> ASSIGNMENT
From the entries below, output the line with "- Window state" and each following line up to and including the line with "This is wrong", exactly as written.

> DATA FOR THE TASK

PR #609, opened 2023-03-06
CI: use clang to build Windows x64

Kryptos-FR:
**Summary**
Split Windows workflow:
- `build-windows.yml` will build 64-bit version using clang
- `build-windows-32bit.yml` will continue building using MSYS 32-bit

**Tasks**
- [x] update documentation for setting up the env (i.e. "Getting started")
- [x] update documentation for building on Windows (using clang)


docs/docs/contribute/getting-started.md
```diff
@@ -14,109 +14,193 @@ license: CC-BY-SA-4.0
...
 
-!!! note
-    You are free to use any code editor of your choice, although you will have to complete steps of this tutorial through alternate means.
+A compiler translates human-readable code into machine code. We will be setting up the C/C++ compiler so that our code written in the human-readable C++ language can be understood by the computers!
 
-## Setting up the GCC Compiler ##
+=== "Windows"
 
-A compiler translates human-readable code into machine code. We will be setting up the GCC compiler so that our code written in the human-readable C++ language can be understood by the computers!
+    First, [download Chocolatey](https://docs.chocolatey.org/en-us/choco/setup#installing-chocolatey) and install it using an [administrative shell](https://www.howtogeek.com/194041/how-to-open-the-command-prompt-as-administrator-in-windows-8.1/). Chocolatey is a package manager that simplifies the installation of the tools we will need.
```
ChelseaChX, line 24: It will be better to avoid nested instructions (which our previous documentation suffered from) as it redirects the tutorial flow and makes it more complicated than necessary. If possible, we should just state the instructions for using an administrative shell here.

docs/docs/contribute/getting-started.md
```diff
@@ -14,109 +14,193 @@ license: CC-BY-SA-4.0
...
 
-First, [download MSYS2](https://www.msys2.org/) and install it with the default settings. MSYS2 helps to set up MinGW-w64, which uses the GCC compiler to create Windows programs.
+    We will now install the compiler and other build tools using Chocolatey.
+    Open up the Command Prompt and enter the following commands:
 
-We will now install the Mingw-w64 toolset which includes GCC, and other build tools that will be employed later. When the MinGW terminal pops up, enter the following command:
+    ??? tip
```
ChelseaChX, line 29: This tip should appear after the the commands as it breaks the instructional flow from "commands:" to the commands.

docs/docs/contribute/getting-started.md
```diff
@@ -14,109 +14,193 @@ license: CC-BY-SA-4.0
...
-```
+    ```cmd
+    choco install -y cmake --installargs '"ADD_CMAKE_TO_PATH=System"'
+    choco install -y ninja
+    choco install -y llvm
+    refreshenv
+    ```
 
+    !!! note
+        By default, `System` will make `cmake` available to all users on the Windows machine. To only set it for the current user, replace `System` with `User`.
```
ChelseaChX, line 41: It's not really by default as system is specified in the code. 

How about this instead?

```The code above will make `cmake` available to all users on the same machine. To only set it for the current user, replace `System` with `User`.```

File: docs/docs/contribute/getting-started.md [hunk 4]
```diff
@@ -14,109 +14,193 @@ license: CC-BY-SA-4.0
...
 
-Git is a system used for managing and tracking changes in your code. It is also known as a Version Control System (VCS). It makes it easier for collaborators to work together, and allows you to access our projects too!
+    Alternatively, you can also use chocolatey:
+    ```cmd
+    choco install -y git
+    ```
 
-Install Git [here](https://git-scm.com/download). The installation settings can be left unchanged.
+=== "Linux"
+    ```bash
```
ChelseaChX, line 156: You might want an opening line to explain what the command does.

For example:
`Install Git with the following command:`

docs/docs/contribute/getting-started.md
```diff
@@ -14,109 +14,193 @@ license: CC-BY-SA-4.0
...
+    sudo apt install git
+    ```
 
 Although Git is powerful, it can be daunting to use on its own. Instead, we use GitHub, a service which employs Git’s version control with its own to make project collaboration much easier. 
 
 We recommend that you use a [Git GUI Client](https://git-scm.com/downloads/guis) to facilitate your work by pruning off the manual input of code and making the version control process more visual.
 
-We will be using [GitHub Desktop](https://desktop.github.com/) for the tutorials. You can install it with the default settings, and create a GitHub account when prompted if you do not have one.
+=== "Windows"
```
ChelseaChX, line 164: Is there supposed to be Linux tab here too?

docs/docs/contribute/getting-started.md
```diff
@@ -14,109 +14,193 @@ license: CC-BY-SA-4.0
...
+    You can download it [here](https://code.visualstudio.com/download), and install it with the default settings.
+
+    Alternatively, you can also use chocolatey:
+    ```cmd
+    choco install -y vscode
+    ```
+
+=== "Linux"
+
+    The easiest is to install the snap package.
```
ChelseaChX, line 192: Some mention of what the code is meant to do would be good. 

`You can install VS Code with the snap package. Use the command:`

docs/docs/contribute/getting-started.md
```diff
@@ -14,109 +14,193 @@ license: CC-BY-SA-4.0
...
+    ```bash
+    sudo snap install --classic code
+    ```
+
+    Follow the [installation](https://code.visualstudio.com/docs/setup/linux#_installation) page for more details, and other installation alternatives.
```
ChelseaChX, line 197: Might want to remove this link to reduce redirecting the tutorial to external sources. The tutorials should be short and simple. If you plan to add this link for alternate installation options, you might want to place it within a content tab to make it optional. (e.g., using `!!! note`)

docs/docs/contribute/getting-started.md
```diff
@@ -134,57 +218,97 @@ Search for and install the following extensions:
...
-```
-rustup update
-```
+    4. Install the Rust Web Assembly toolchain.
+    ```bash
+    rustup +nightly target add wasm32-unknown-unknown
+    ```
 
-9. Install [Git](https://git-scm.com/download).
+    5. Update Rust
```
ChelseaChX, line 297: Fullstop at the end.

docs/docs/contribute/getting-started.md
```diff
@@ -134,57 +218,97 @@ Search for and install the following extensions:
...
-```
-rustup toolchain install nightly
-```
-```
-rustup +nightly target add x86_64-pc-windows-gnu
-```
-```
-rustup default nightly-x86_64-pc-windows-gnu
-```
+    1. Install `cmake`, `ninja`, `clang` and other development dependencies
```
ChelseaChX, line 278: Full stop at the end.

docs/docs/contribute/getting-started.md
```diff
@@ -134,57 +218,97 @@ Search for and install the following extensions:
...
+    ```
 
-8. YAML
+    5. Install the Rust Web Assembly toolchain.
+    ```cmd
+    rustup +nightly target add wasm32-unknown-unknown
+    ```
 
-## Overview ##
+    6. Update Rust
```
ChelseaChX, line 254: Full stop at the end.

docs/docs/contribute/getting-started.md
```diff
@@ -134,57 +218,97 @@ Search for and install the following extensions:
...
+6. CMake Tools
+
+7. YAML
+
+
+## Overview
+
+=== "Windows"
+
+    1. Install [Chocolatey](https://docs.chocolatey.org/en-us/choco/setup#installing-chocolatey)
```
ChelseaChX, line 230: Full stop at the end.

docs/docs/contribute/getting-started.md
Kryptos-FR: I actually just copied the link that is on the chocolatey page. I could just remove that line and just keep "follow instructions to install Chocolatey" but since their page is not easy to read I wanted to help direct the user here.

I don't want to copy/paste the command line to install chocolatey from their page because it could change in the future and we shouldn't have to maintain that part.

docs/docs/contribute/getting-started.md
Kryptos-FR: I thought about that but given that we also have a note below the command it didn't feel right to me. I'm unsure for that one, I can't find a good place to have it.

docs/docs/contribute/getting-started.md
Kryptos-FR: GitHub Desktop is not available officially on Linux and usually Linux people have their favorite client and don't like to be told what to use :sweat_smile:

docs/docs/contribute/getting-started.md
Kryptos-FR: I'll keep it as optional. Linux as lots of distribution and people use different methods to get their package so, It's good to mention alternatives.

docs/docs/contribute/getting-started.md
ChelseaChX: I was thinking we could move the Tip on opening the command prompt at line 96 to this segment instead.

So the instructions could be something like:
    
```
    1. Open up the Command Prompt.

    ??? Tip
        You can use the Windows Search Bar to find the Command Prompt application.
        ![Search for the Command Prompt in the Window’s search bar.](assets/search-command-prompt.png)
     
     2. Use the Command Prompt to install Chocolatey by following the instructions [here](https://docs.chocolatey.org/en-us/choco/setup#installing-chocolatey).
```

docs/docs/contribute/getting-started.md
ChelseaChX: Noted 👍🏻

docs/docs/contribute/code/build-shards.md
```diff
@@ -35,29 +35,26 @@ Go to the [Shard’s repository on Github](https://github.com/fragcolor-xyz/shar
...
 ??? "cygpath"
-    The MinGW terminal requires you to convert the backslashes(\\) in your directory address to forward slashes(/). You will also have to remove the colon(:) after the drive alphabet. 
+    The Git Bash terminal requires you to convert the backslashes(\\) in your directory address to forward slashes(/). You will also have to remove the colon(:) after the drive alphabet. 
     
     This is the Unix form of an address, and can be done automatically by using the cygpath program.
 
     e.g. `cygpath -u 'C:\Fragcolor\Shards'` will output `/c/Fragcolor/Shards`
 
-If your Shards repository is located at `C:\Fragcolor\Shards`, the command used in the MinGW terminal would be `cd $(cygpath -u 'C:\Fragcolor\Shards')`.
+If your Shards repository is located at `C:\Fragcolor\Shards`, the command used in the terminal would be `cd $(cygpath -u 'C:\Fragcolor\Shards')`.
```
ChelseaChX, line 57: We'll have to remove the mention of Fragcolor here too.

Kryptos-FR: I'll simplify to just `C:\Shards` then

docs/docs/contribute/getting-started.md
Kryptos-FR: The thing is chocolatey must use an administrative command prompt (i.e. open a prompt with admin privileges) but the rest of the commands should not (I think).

---

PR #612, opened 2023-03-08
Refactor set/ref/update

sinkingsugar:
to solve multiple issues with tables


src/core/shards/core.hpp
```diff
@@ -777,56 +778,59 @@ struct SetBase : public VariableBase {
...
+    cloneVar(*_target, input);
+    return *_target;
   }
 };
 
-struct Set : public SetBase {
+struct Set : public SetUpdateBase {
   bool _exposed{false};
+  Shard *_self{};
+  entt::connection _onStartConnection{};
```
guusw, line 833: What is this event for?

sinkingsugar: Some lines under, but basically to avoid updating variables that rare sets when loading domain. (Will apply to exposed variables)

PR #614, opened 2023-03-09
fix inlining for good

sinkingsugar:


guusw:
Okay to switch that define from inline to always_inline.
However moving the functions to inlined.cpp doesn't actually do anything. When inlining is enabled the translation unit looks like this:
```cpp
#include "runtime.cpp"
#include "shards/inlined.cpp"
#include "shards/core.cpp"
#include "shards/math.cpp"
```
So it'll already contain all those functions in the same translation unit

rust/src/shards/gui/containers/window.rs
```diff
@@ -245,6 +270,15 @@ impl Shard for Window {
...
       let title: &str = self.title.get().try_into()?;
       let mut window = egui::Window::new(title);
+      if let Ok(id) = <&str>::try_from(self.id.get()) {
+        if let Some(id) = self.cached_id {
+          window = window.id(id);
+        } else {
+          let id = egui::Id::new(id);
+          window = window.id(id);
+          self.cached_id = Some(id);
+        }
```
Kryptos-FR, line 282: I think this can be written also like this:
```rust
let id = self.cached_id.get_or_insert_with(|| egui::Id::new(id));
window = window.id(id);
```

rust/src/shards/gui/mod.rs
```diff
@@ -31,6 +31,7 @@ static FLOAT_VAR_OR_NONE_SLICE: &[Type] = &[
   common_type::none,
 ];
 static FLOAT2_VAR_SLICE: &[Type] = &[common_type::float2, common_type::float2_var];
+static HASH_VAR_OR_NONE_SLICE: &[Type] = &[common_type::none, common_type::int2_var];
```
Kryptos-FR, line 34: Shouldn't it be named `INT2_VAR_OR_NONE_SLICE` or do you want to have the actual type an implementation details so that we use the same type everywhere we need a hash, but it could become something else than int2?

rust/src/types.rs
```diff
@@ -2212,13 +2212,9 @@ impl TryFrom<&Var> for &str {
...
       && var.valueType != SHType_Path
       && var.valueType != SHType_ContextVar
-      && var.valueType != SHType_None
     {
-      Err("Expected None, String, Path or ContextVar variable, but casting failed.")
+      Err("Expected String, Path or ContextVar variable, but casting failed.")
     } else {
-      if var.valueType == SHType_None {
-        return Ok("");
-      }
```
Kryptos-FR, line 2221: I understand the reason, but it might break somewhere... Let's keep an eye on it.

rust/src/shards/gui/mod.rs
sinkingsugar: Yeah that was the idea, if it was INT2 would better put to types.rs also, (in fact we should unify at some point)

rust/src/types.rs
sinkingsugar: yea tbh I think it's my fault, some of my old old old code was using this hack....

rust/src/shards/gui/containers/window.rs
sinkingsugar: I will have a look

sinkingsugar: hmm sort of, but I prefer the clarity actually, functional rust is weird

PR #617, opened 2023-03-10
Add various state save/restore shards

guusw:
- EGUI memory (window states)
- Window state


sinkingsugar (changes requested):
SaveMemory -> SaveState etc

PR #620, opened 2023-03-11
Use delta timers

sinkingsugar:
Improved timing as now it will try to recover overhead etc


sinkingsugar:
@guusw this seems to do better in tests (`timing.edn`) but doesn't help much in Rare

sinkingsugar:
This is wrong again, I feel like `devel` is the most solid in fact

> SOLUTION TO THIS EXERCISE
- Window state


sinkingsugar (changes requested):
SaveMemory -> SaveState etc

PR #620, opened 2023-03-11
Use delta timers

sinkingsugar:
Improved timing as now it will try to recover overhead etc


sinkingsugar:
@guusw this seems to do better in tests (`timing.edn`) but doesn't help much in Rare

sinkingsugar:
This is wrong again, I feel like `devel` is the most solid in fact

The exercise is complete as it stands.